Materials for the hands-on portion of the NJ Data Science Apache Spark meetup session.

Getting ready for the workshop

You will need to install Apache Spark and some packages on your laptop. There is two options to do that: using Docker or local install.

Install Locally (recommended)

Install Apache Spark 2.1.0 on your laptop. Here are some instructions on how to do that:

Go to the Spark download page: http://spark.apache.org/downloads.html select installation from source: http://d3kbcqa49mib13.cloudfront.net/spark-2.1.0.tgz

Download, unpack, and build it with Maven:

#cd spark-2.1.0/
build/mvn -DskipTests clean package

You are going to need to install Maven build tool for that. Maven can be downloaded from the web: https://maven.apache.org/download.cgi unpack it, and add to the PATH:

export PATH=<path to your maven>/apache-maven-3.3.9/bin:$PATH

Update following environmental variables to point to the new Spark location:

export SPARK_HOME=/home/<your_username>/your_local_spark/spark-2.1.0
export PATH=$SPARK_HOME/sbin:$SPARK_HOME/bin:$PATH

these lines should be added to the .bashrc file on your laptop, otherwise you would have to export these values each time you log in!

Check-out the git repository with the workshop materials:

git clone https://github.com/ASvyatkovskiy/MLMeetup2017
cd MLMeetup2017

Install with Docker (alternative)

Docker is a containerisation engine that makes it much easier to run softwares. It essentially works as a lightweight VM manager, allowing you to spin instances up or down very easily. First step is to install Docker.
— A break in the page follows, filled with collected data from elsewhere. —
PR #534, opened 2015-10-29
schema/types: add mode, uid and gid for empty volumes

### LINKED ISSUE #526: spec: clarify empty volume permissions
Capturing a comment by @alban (coreos/rkt#1523)

> With host volumes, we don't need to specify the rights of the mount point because it comes from the existing directory on the host. But with empty volumes, maybe the manifest should tell us how the volume should be created (which owner and permissions).

Perhaps something like:

```
....
"volumes": [
    {
        "kind": "empty",
        "name": "whatever",
        "mode": "0775",
        "user": "1000",
        "group": "1005"
    }
],
...
```

With some sane defaults.

iaguis:
This allows setting which UID and GID and permission mode will be
applied to an empty volume.

We only allow UIDs and GIDs because a user/group name wouldn't make
sense in the Pod context: each app in the Pod can have a different
/etc/passwd with different mappings.

Fixes #526

### DIFF
--- a/spec/pods.md
+++ b/spec/pods.md
@@ -174,6 +174,9 @@ JSON Schema for the Pod Manifest, conforming to [RFC4627](https://tools.ietf.org
         * **empty** - creates an empty directory on the host and bind mounts it into the container. All containers in the pod share the mount, and the lifetime of the volume is equal to the lifetime of the pod (i.e. the directory on the host machine is removed when the pod's filesystem is garbage collected)
         * **host** - fulfills a mount point with a bind mount from a **source** directory on the host.
     * **source** (string, required if **kind** is "host") absolute path on host to be bind mounted under a mount point in each app's chroot.
+    * **mode** (integer, optional, only interpreted if **kind** is "empty", defaults to "0755" if unsupplied) indicates the mode permission of the empty volume.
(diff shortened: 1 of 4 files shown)


spec/pods.md
```diff
@@ -174,6 +174,9 @@ JSON Schema for the Pod Manifest, conforming to [RFC4627](https://tools.ietf.org
         * **empty** - creates an empty directory on the host and bind mounts it into the container. All containers in the pod share the mount, and the lifetime of the volume is equal to the lifetime of the pod (i.e. the directory on the host machine is removed when the pod's filesystem is garbage collected)
         * **host** - fulfills a mount point with a bind mount from a **source** directory on the host.
     * **source** (string, required if **kind** is "host") absolute path on host to be bind mounted under a mount point in each app's chroot.
+    * **mode** (integer, optional, only intepreted if **kind** is "empty", defaults to "0755" if unsupplied) indicates the mode permission of the empty volume.
```
jonboulle: s/intepreted/interpreted/

jonboulle:
@krobertson @vbatts any thoughts here? Seems reasonable to me but another ack on the polymorphic volume struct would be good.

philips:
lgtm

PR #541, opened 2015-11-26
schema/types: rework empty volume type code

jonboulle:
tl;dr: this patch:
- fixes a panic in the Volume type's String() method
- ensures that the serialization of a Volume to/from a string is
  reversible - i.e., `s == VolumeFromString(s).String()`

Full details:

The `Volume` type is polymorphic; it can be of several different Kinds,
and for each Kind only a select few fields are valid. When new fields
(`mode`, `uid`, `gid`) were added to the `empty` volume Kind (via
26af7cefe402259b348fdfa2299d8d2e0a595e2e), they were simply added as new
fields. However, this means that Volume structs of Kinds for which those
fields are not valid (e.g. the `host` Kind) would necessarily have
values set in those fields - since in Go any fields will be
automatically set to their zero value. To mitigate this, the previous
code set special sentinel values to those fields (e.g. -1 to the
`uid`/`mode` fields) to indicate that they were "unset"; but this is
slightly awkward since it necessitates manually setting those sentinel
values at certain points.

This patch instead change those fields to be pointers, so that it is
trivially possible to determine whether or not those fields are really
set, and disambiguate from the zeroed value case. This also means that a
"zeroed" Volume type is really unset and does not need modification to
set the sentinels appropriately.

Another change is in how exactly a Volume type is serialized to a
string. `String()` previously attempted to dereference the `readOnly`
field even if it was not necessarily set. Even though such a nil
dereference would ordinarily cause the Go runtime to panic, the
`fmt.Printf` function (and friends) uses a `recover()` to actually
_catch_ any panic occurred, so instead this results in a weird panic
trace _within the returned string_, but business otherwise continues as
usual (smdh).

As well as fixing this panic (by checking the pointer before
dereferencing), we now also construct the serialized Volume string
piece-by-piece, only if fields are set; for example, if an `empty`
Volume's `mode` field is set to the default value, we will omit it from
the serialized string.

### DIFF
--- a/schema/types/volume.go
+++ b/schema/types/volume.go
@@ -25,6 +25,12 @@ import (
 	"github.com/appc/spec/schema/common"
 )
 
+const (
+	emptyVolumeDefaultMode = "0755"
+	emptyVolumeDefaultUID  = 0
+	emptyVolumeDefaultGID  = 0
+)
+
 // Volume encapsulates a volume which should be mounted into the filesystem
 // of all apps in a PodManifest
 type Volume struct {
@@ -37,9 +43,9 @@ type Volume struct {
 	ReadOnly *bool  `json:"readOnly,omitempty"`
 
 	// currently used only by "empty"
-	Mode string `json:"mode,omitempty"`
-	UID  int    `json:"uid,omitempty"`
-	GID  int    `json:"gid,omitempty"`
+	Mode *string `json:"mode,omitempty"`
+	UID  *int    `json:"uid,omitempty"`
+	GID  *int    `json:"gid,omitempty"`
 }
 
 type volume Volume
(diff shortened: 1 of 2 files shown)


schema/types/volume_test.go
```diff
@@ -19,7 +19,15 @@ import (
 	"testing"
 )
 
-func TestVolumeFromString(t *testing.T) {
+func sp(s string) *string {
```
crawford: lol

schema/types/volume.go
```diff
@@ -106,12 +114,24 @@ func (v Volume) MarshalJSON() ([]byte, error) {
...
-	s := fmt.Sprintf("%s,kind=%s,readOnly=%t", v.Name, v.Kind, *v.ReadOnly)
+	s := fmt.Sprintf("%s,kind=%s", v.Name, v.Kind)
 	if v.Source != "" {
-		s = s + fmt.Sprintf(",source=%s", v.Source)
+		s += fmt.Sprintf(",source=%s", v.Source)
 	}
-	if v.Mode != "" && v.UID != -1 && v.GID != -1 {
-		s = s + fmt.Sprintf(",mode=%s,uid=%d,gid=%d", v.Mode, v.UID, v.GID)
+	if v.ReadOnly != nil {
+		s += fmt.Sprintf(",readOnly=%t", *v.ReadOnly)
```
jonboulle: should probably switch to a bytes Buffer for all these

ecnahc515: Could you just build a slice of strings `strings.Join` them together at the end?

vcaputo:
lgtm

schema/types/volume.go
```diff
@@ -138,6 +164,7 @@ func VolumeFromString(vp string) (*Volume, error) {
 		return nil, err
 	}
 	for key, val := range v {
+		val := val
```
steveeJ: even if it works this looks weird

jonboulle: it's idiomatic actually :/
https://golang.org/doc/effective_go.html
search for "req := req"

PR #547, opened 2015-11-30
spec: add RestartPolicy type in pod manifest.

yifan-gu:
The optional pod level `RestartPolicy` type defines the behavior of
the apps within a pod when they exit.

This PR adds 3 valid policies:

- always: The app always restarts when it exits, regardless of its
exit status.

- onFailure: The app restarts only when it exits unsuccessfully.

- never: The app never restarts in any cases.

### DIFF
--- a/examples/pod_runtime.json
+++ b/examples/pod_runtime.json
@@ -102,5 +102,6 @@
             "name": "ip-address",
             "value": "10.1.2.3"
         }
-    ]
+    ],
+    "restartPolicy": "onFailure"
 }
--- a/schema/pod.go
+++ b/schema/pod.go
@@ -25,13 +25,14 @@ import (
 const PodManifestKind = types.ACKind("PodManifest")
 
 type PodManifest struct {
-	ACVersion   types.SemVer        `json:"acVersion"`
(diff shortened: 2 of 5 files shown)


yifan-gu:
After some discussion with @jonboulle @philips , we thought it could be less confusion if we just import the kubernetes' restart policy here.
/cc @thockin @vbatts @mpasternacki

yifan-gu:
Not specifying the exponential delay details here as I think it's rather an implementation detail than a spec. But maybe we can leave an example here?

yifan-gu:
ping ?

yifan-gu:
cc @alban @iaguis

yifan-gu:
I found a problem here is, how do we define `restart`? Is that just the restart of the process? how about the side effects left by the previous run of the process? Should we clean it? How?

@jonboulle @philips

krobertson:
Think it would be good to expand the specification some to cover some of the expected behavior, such as the Kubernetes docs do. Primarily around restart policy being a pod setting and how to handle failures of individual apps. Also perhaps around expectations when restarting, such as clearing changed filesytem, and whether `empty` volumes are cleared.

Once you have Docker, run the following to download all of the images required to spin up a Spark Notebook:

docker pull jupyter/all-spark-notebook

This will take a little while, but once it's complete you are basically ready to go. Clone this repo, switch to the Spring2017 branch, and run a Docker container with the following commands:

git clone https://github.com/ASvyatkovskiy/MLMeetup2017 && cd MLMeetup2017
docker run -it --rm -p 8888:8888 -v $(pwd)/:/home/<your netid>/work jupyter/all-spark-notebook

Enter the URL that pops up in your terminal into a browser, and you should be good to go.

Additional installations

First, ensure you got the right version of jupyter and Java by typing:

jupyter --version

it should print a value >= 4.0, and

java -version

it should print a value like "1.8.0". If have version 1.7 on your laptops then go to http://download.oracle.com website and download it. Here is the direct link for Mac users: http://download.oracle.com/otn-pub/java/jdk/8u101-b13/jdk-8u101-macosx-x64.dmg

Finally, check the SPARK_HOME environmental variable is set:

echo $SPARK_HOME

(should return a non empty string on the screen)

Install Apache Toree

If all the prerequisites are in order, proceed to install Apache Toree - it provides a Scala Spark kernel for Jupyter.

#cd MLMeetup2017
pip install --user Toree/toree-0.2.0.dev1.tar.gz

Configure Apache Toree installation with Jupyter:

jupyter toree install --spark_home=$SPARK_HOME

If you get an error message like: jupyter: 'toree' is not a Jupyter command, then you would need to set:

export PATH=~/.local/bin:$PATH

and re-issue the command.

Confirm installation:

jupyter kernelspec list

You should see something like:

Available kernels:
  python2               /Users/alexey/anaconda/envs/.../lib/python2.7/site-packages/ipykernel/resources
  apache_toree_scala    /usr/local/share/jupyter/kernels/apache_toree_scala

Next launch of jupyter notebook will give you an option to choose Apache Toree kernel from the upper right menu, which supports Scala and Spark.

Finally, add some external dependencies to Apache Toree:

echo spark.jars.packages=org.diana-hep:histogrammar_2.11:1.0.4,org.diana-hep:histogrammar-sparksql_2.11:1.0.4,org.diana-hep:histogrammar-bokeh_2.11:1.0.4 | sudo tee -a $SPARK_HOME/conf/spark-defaults.conf

Start interactive jupyter notebook

jupyter notebook

and proceed to complete each of the pre-exercises one by one.